===== MATERIAL FOR THIS EXERCISE

PR #3346, opened 2026-04-28
Show current duration for pending timeline events

Alex-Tideman:
## Description & motivation 💭 
Show the current duration of a pending activity or operation to quickly show how long it has been running. The duration is from scheduled event to now.

Screenshot 2026-04-28 at 9 18 52 AM

### How was this tested 👻 

- [ ] Manual testing
- [ ] E2E tests added
- [ ] Unit tests added

### DIFF
--- a/src/lib/components/lines-and-dots/svg/timeline-graph-row.svelte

==========

**WORK REQUEST:** For this exercise, output the records in full, exactly.

**ANSWER AREA:**
PR #3346, opened 2026-04-28
Show current duration for pending timeline events

Alex-Tideman:
## Description & motivation 💭 
Show the current duration of a pending activity or operation to quickly show how long it has been running. The duration is from scheduled event to now.

Screenshot 2026-04-28 at 9 18 52 AM

### How was this tested 👻 

- [ ] Manual testing
- [ ] E2E tests added
- [ ] Unit tests added

### DIFF
--- a/src/lib/components/lines-and-dots/svg/timeline-graph-row.svelte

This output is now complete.